The Balance Sheet
What the Balance Sheet tells us
The balance sheet tells us about the Assets (what the company OWNS) and about
the Liabilities (what the company OWES to the outside world).
It also tells us how much the shareholders have invested in their company, whether
by purchasing shares or by re-investing their profits. This is called Capital
The Assets and Liabilities are of interest to anyone that intends to deal with
the company. Comparisons can be made about the company's short-term financial
position by comparing its short-term assets ("Current Assets") to
its short-term liabilities ("Current Liabilities").

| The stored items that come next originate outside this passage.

PR #171, opened 2017-09-01
feat (WebServices) Add more detail to UploadProductImages return statement

reetp:
I added some code to the return statement to aid error checking/debugging

This helps when adding multiple images. If you exceed the file limit it will show which files have been added, and an error code.


joebordes:
Looks good. Have you launched the test script in coreBOSWSDevel?

reetp:
Not yet.... I was trying to resolve this first :-)

I'll try and do so this week.

PR #172, opened 2017-09-12
Multiple problems with variable and reporting detected

kapsule:
When running the Workflow planner PHP generated the following error.

PHP Fatal error:  Cannot use [] for reading in /var/www/parkare/modules/Emails/class.phpmailer.php on line 935
Fatal error: Cannot use [] for reading in /var/www/parkare/modules/Emails/class.phpmailer.php on line 935


kapsule:
Fixed new bug with the generation of reports.

joebordes:
I manually merged this one because I want to follow a slightly different block syntax and I decided to fix the array assignment error by updating PHPMailer to their latest version where they fixed it already.

Thank you VERY much !! :-)

PR #174, opened 2017-09-18
feat(Products) Load images in related products

kapsule:
Load images in related products


joebordes:
Nice feature. Added it to the application.

Thanks!!

PR #179, opened 2017-09-21
fix(Reports) adding new column for report type

albadisha:


joebordes:
It seems to be working correctly.
A few comments:
 - really nice of you to clean up the vtcache file :-)
 - next time separate the clean up from the fix, that makes it easier to see what has changed with less noise
 - I fixed a couple of warnings that you introduced, try developing with error reporting set to E_ALL
 - I see you found the commit guide lines :-)

Thank you very much!

albadisha:
I'm glad :)                                                                                                                                                        
I'll be aware of what you said, if I commit again later on.                                                                                  Thank you :)

Issue #197, opened 2017-10-02
Change name from Trouble Tickets to Support Tickets


joebordes:
Change the helpdesk module name

jsjqian:
Hi! I'm currently working on this issue and had a question about the name change. I changed the module name for the en_us and en_gb languages but I was wondering if the scope of this issue includes all other languages in the directory as well. Please let me know and I can change the names for the other languages as well. Thanks!

joebordes:
In general, I try to change as many language files as I can, but my knowledge is limited so I do trust the other language translators to follow the en_us change if they see fit.

I would say, change those that you are fluent in the language. Leave any that you would need google translator :-)

Thank you VERY much for your help!

jsjqian:
Thank you for the quick response! The only languages that I am fluent in of the ones in the directory are the ones that I have already changed. Looking through the other languages, I noticed that some only use "Tickets" instead of a translated version of "Trouble Tickets". I don't know if that's intended or if it's because I am not very familiar with the other languages but I just wanted to point it out if it was a mistake.

I have made a pull request at #208. Let me know if it needs any changes!

joebordes:
Hi,

There are more labels than the ones in the two files you changed. I launched a search for "Trouble tickets " in the whole application and about 60 relevant lines came up. Can you please have a look at all of those? If not, let me know.

Thanks!

joebordes:
Let me know if you have doubts about any change.

jsjqian:
I'll take a look and get back to you!

jsjqian:
Hey so I looked through the instances where "Trouble" appeared in the entire project. I only made modifications to the actual language files and in those only to the actual value and not the key itself. I saw that the database uses strings like "Top Trouble Tickets" to read and write and I felt like those shouldn't be changed at least for now. Also, any comments that used "Trouble" was left as "Trouble" because much of the code refers to the HelpDesk/Tickets as "Trouble Tickets" so I thought that by only changing the visualized values that it would cause as little confusion as possible. Let me know if that was what you had wanted and if not, what other parts I should also look at to resolve the issue. Thanks!

joebordes:
Closed via #208
Thanks!

PR #208, opened 2017-10-02
Switched 'Trouble' to 'Support' in en_gb and en_us

jsjqian:
Changed the module name in the en_gb and en_us files. Also swapped "Trouble Tickets ID" for "Support Tickets ID" for consistency. #197


joebordes:
Thank you very much!! :-)

PR #210, opened 2017-10-06
The calendar.js changes

### LINKED ISSUE #209: calendar.js unreachable code after return statement
I noticed that Firefox complains with Vtiger in the console
calendarvtiger

I had a look at the coreBOS demo and it has the same issue (though on a different line it's the same code)
calendarcorebos

coreboscode
It looks like everything after the first return is unreachable.

It looks like it could be that 

	if (!Calendar.is_ie5)
		//	return str.replace(re, function (par) { return s[par] || par; });
		// fix provided by dtnadmin. Many thanks
		for (var i in s) str=str.replace(i, s[i]);
		return str;

isn't closed properly and should be something like 

	if (!Calendar.is_ie5) {
		//	return str.replace(re, function (par) { return s[par] || par; });
		// fix provided by dtnadmin. Many thanks
		for (var i in s) str=str.replace(i, s[i]);
		return str;
	}

Making that change with a test Vtiger install stops FF from complaining. So the diff for coreBOS would be (assuming that's the right fix)

	--- a/jscalendar/calendar.js
	+++ b/jscalendar/calendar.js
	@@ -1693,12 +1693,12 @@ Date.prototype.print = function (str) {
	 	s["%%"] = "%";		// a literal '%' character
	 
	 	var re = /%./g;
	-	if (!Calendar.is_ie5)
	-
	+	if (!Calendar.is_ie5) {
	 		//	return str.replace(re, function (par) { return s[par] || par; });
	 		// fix provided by dtnadmin. Many thanks
	 		for (var i in s) str=str.replace(i, s[i]);
	 		return str;
	+	}
	 
	 	var a = str.match(re);
	 	for (var i = 0; i < a.length; i++) {

thanks :)

2038AD:
Here's that PR :) should resolve #209

### DIFF
--- a/jscalendar/calendar.js
+++ b/jscalendar/calendar.js
@@ -81,8 +81,6 @@ Calendar._C = null;
 Calendar.is_ie = ( /msie/i.test(navigator.userAgent) &&
 		   !/opera/i.test(navigator.userAgent) );
 
-Calendar.is_ie5 = ( Calendar.is_ie && /msie 5\.0/i.test(navigator.userAgent) );
-
 /// detect Opera browser
 Calendar.is_opera = /opera/i.test(navigator.userAgent);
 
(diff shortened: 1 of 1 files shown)


joebordes:
You cleaned the references to the ie5 variable. Nice !! :-)

Thanks!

After this, a comparison can be made by comparing total assets to total liabilities,
taking into account the company's short-term and long-term assets and liabilities
together. The 'net worth' of a company (in effect the difference between assets
and liabilities) is a simple way to assess its financial standing.
Some assets and liabilities are 'intangible' because they are not made up of
money or physical assets - one example of this is 'goodwill', which is the difference
between what a purchaser pays for a business and its net worth. Care needs to
be applied to the valuation of such intangibles, and also to some other assets
such as property, where the true value if the asset were sold may be less than
is stated in a company's accounts. The reverse can, of course, also be true.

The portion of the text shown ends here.